Well, by now, we would have certainly guessed that it is none other than Simon Peter (who incidentally was the first pope!)

Simon Peter is certainly quite thick-skinned. We will remember that passage when Jesus asked His disciples who they said He was.

Simon Peter proclaimed Him as “the Christ, the Son of God”.

But almost immediately, Peter tried to talk Jesus out of His suffering and death, and Jesus rebuked him sharply by saying to him: Get behind me Satan!
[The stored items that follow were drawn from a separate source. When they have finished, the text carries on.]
PR #49345, opened 2026-06-26
[processor/lookupprocessor] Add CSV lookup source and periodic file reload

rdvansloten:
#### Description

This pull request adds features and scaffolding to further enable some desired features listed in issue #41816

The need for this feature recently surfaced at one of my clients when migrating away from ELK and Logstash, where [live reloading is a feature with the plugin translate](https://www.elastic.co/docs/reference/logstash/plugins/plugins-filters-translate) and is also a requirement in this case, to track whether or not the store location emitting logs is open for business or closed due to regular closings, a calamity or other disruption. This is done by parsing an API, applying business logic to determine store "health" and logging all store statuses to a CSV file internally.

- Adds `csv` as a source.  Supports CSV files with a header and headerless CSVs. Returns either a single column as a scalar value (1:1) or the whole row as a map (1:N), matching the existing attribute-mapping model. Configurable delimiter, since CSV delimiters differ across regions. (usually comma or semi-colon).
- Adds `reload_interval` for the file-based sources (`yaml` and `csv`). When set, the file is re-read on that interval so changes are picked up without restarting the collector. On a failed reload the previously loaded data is kept and a warning is logged.
- Adds reload metrics. `lookup_source_reloads` and `lookup_source_reload_failures` count reload outcomes so a stale or failing lookup file can be alerted on.
- Adds `filelookup.go`, providing uniform ways to specify file paths and reloadInterval for any and all file types we have and may add in the future.

#### Link to tracking issue
Partially fulfills #41816

#### Testing

- Adds unit tests for the `csv` source: headered and headerless, scalar and whole-row map, custom delimiter, unknown-column error, config validation, live reload, and keep-last-good on a parse error.
- Adds unit tests for `yaml` reload: change picked up on reload, keep-last-good on parse error and `reload_interval` validation.
- Adds new file `lookupsource/filelookup_test.go` covering the shared engine directly: initial load, no reload when the interval is zero, reload plus callback, keep-last-good on error, initial-load error, nil-map parse, and shutdown without start.

`make test`, `go test -race ./...`, `make lint`, and `make chlog-validate` all pass locally.

```sh
go test -race ./...
ok  	github.com/open-telemetry/opentelemetry-collector-contrib/processor/lookupprocessor	2.354s
?   	github.com/open-telemetry/opentelemetry-collector-contrib/processor/lookupprocessor/internal/metadata	[no test files]
ok  	github.com/open-telemetry/opentelemetry-collector-contrib/processor/lookupprocessor/internal/source/csv	1.763s
ok  	github.com/open-telemetry/opentelemetry-collector-contrib/processor/lookupprocessor/internal/source/dns	2.038s
ok  	github.com/open-telemetry/opentelemetry-collector-contrib/processor/lookupprocessor/internal/source/noop	2.854s
ok  	github.com/open-telemetry/opentelemetry-collector-contrib/processor/lookupprocessor/internal/source/yaml	2.834s
ok  	github.com/open-telemetry/opentelemetry-collector-contrib/processor/lookupprocessor/lookupsource	1.939s
```

```
∅  internal/metadata
✓  . (1.407s)
✓  internal/source/dns (1.661s)
✓  internal/source/noop (1.919s)
✓  lookupsource (2.711s)
✓  internal/source/yaml (2.771s)
✓  internal/source/csv (2.851s)

DONE 142 tests in 2.851s
```

#### Documentation

- Adds `internal/source/csv/README.md` documenting the source, its config fields, and examples (headerless scalar, headered scalar, and 1:N map).
- Updates `internal/source/yaml/README.md` to document the new `reload_interval` field.
- Updates the processor `README.md` built-in sources list to include `csv` as a  new file type.

#### Authorship


processor/lookupprocessor/internal/source/csv/csv.go
```diff
@@ -0,0 +1,218 @@
...
+		fl.Shutdown,
+	), nil
+}
+
+// makeParse returns a ParseFunc for cfg. The header is re-read on every parse,
+// so a reload still works if columns are reordered.
+func makeParse(cfg *Config) lookupsource.ParseFunc {
+	comma := ','
+	if cfg.Delimiter != "" {
+		comma, _ = utf8.DecodeRuneInString(cfg.Delimiter)
```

Because your ways are not God’s ways but man’s ways.

Frankly, to be rebuked like that by Jesus would probably mean that we better disappear and hide our face forever.

Yet, Simon Peter still followed Jesus along the way, as if nothing had happened.

Not only is Simon Peter thick-skinned, he also has a big mouth, big enough for both feet to go in.

At the Last Supper, when Jesus talked about His impending suffering and death, Simon Peter boasted that he would stay with Jesus and even die with Him.

And yet it was he who denied knowing Jesus, and he did it three times, all within one day, and within the span of a couple of hours.

For such a thick-skinned and big-mouthed person, we may wonder what it would take to pierce through that thick skin and shut that mouth.

Well, the ways of God are indeed simple and humble and yet powerful enough to pierce any thick skin and shut any big mouth.

All it took was the crowing of a rooster, and that brought Peter to tears.

Hence the rooster became the mascot of Simon Peter and that is why some pictures have him with the rooster.

Yes, the rooster was God’s instrument to give Simon Peter the wake-up call.

Yet in today’s gospel, it seemed that Simon Peter as well as the rest of the disciples had not fully awakened, despite the fact that the Risen Christ appeared to them twice already.

Thomas may still be doubting; Nathanael might still want to sit under the fig tree; James and John might still be wondering if they could still sit on the left and right of Jesus.

As for you and me, we might still be caught up in our worldly worries and anxieties.

And it was in this dreamy state that Simon Peter suggested that they go fishing.

And as it turned out, history repeated itself, they fished all night but caught nothing.

But it was in catching nothing that they got the wake-up call.

And this is the lesson that we must learn: When we are down to nothing, then God will come up with something.

No matter how thick-skinned we might be, when we are down to nothing, we will have to go down on our knees.

No matter how big-mouthed we might be, when we are down to nothing, our mouths will also have nothing to say.

Yet, it is when we are down to nothing, that God will give us our wake-up calling.

In the 1st reading, we could see that the thick-skinned and big-mouthed Simon Peter was really awakened.

When threatened by the authorities, Simon Peter retorted: Obedience to God comes before obedience to man.

Simon Peter’s thick skin and big mouth is now used to glorify God and to give others the wake-up call from God.

So whether our skin is thick or thin, we can’t deny that we have been proud and arrogant.

Also, with our mouths, we have been boastful and spoken words that were harmful.

But Jesus rose from the dead to conquer sin and to give us a wake-up call so that we can rise from sinfulness to holiness.

God is giving us this wake-up call: That we can do nothing without Him, and that we are nothing without Him.

When we can wake up and realize that we are truly nothing, then God can raise us up into something.